◆ Work order ◆
Give the number of lines in these entries that contain the string "action", with no further comment.

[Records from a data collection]
::::

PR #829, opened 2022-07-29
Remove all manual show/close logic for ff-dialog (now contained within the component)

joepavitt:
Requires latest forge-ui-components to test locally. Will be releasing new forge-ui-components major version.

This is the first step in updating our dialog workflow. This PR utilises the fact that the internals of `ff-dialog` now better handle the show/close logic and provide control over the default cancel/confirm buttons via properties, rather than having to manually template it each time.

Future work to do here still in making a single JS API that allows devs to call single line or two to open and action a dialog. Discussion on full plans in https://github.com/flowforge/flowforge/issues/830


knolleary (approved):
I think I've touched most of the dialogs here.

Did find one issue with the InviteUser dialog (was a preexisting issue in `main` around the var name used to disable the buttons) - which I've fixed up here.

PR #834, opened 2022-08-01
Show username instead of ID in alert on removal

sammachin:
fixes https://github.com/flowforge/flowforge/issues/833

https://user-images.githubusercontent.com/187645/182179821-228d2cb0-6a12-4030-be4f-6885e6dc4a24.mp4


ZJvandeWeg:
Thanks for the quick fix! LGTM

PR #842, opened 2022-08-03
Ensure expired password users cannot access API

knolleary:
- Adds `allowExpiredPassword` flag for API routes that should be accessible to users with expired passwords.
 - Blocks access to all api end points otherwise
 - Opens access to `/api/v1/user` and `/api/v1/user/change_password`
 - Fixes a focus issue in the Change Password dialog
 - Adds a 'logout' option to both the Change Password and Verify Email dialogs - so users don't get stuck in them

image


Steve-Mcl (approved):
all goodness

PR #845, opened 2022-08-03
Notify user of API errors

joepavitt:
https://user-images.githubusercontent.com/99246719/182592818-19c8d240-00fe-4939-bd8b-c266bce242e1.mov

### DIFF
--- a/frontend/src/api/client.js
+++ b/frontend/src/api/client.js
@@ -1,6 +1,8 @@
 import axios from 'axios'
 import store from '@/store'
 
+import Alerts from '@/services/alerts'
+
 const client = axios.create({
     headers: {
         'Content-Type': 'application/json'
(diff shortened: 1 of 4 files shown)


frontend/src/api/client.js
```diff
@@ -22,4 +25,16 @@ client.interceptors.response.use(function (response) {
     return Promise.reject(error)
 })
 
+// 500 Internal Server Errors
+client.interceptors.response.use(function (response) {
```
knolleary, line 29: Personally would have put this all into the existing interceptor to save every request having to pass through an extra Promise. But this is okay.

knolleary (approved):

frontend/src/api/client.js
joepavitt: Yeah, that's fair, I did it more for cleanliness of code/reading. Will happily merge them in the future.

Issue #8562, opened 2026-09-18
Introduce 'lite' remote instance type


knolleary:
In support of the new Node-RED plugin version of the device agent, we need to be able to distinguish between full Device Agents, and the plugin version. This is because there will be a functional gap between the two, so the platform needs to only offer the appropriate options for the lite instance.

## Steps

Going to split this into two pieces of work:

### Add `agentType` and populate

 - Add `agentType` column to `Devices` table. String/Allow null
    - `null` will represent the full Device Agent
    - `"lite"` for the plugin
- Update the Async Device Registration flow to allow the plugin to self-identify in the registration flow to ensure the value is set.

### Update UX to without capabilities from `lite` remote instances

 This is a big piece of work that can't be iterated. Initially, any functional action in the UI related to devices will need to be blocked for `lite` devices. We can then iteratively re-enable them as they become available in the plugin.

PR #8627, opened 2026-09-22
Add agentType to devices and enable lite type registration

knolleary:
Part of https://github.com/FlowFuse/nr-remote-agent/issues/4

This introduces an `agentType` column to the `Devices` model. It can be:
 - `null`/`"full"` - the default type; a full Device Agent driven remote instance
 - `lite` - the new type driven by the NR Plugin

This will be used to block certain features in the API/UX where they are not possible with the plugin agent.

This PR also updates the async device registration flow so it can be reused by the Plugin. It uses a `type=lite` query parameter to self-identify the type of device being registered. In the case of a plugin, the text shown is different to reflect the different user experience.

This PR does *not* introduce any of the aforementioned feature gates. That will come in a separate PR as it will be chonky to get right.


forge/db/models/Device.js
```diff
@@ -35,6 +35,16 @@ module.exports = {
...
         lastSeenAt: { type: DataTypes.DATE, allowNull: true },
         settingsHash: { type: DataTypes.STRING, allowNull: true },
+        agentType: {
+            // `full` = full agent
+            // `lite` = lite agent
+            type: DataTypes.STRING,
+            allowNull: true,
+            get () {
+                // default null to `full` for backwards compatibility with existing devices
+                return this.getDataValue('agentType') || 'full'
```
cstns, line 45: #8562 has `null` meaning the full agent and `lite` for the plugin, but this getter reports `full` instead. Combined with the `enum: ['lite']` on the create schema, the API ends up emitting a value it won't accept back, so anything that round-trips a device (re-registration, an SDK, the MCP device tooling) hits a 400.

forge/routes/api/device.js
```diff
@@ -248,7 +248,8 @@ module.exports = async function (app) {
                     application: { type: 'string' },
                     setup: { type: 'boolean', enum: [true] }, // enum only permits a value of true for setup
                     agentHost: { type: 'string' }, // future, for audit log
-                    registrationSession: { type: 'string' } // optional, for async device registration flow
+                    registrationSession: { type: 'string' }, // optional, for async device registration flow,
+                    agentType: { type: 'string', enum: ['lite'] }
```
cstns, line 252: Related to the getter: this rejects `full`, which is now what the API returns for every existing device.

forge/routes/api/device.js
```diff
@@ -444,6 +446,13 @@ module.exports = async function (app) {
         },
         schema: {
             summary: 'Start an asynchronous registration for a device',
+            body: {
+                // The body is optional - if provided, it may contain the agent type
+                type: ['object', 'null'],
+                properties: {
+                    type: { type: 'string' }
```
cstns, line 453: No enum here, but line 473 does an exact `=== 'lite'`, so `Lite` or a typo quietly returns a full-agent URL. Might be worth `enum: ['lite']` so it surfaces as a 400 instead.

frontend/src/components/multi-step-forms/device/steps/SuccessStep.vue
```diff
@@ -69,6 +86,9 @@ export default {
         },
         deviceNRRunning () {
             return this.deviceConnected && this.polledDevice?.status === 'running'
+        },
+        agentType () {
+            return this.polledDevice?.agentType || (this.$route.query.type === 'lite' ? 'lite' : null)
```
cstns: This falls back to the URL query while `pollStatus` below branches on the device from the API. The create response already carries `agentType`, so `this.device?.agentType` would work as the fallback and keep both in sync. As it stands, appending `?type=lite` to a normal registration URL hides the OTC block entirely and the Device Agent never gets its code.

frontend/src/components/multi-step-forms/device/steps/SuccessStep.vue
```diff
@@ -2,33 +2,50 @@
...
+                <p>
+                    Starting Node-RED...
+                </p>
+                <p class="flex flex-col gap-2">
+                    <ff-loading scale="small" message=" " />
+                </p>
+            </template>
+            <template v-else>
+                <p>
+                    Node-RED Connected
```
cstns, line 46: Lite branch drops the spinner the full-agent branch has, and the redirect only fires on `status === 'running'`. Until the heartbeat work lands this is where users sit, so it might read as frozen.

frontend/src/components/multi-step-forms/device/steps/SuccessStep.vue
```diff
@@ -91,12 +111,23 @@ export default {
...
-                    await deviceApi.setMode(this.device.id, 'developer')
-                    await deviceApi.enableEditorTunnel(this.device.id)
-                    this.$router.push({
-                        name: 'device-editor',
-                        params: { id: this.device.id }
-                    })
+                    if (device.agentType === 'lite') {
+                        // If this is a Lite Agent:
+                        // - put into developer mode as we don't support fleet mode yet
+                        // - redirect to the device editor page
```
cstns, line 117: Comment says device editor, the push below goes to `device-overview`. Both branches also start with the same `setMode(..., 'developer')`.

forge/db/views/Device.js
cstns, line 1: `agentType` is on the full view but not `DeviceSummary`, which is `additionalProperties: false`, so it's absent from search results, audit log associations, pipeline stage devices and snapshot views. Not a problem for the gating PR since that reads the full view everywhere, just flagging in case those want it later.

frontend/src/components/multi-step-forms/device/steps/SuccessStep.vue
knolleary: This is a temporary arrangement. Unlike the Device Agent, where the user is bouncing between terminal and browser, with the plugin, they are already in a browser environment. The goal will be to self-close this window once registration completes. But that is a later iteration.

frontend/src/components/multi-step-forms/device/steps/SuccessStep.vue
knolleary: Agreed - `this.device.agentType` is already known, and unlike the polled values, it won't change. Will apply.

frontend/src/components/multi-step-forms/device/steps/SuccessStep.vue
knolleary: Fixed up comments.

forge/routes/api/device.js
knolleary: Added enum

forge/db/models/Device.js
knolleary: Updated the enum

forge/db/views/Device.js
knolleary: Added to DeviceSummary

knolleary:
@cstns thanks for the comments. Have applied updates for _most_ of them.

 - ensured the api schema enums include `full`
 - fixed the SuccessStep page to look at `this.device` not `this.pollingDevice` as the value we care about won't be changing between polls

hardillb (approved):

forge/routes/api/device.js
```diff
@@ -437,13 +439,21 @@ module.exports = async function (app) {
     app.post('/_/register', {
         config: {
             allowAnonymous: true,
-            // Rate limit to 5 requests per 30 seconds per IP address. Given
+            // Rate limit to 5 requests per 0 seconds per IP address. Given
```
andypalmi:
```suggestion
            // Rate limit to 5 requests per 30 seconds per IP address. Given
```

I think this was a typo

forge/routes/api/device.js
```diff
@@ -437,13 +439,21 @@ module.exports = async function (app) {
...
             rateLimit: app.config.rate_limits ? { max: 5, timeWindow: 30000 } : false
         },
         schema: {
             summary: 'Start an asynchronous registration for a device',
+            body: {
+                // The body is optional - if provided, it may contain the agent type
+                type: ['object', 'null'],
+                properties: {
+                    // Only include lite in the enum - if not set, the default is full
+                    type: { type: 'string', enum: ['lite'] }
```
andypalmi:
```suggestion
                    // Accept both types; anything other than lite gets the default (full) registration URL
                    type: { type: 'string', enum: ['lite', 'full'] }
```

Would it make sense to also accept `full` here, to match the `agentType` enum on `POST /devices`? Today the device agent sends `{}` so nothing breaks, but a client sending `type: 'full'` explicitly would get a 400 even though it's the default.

::::

◆ Result below ◆
2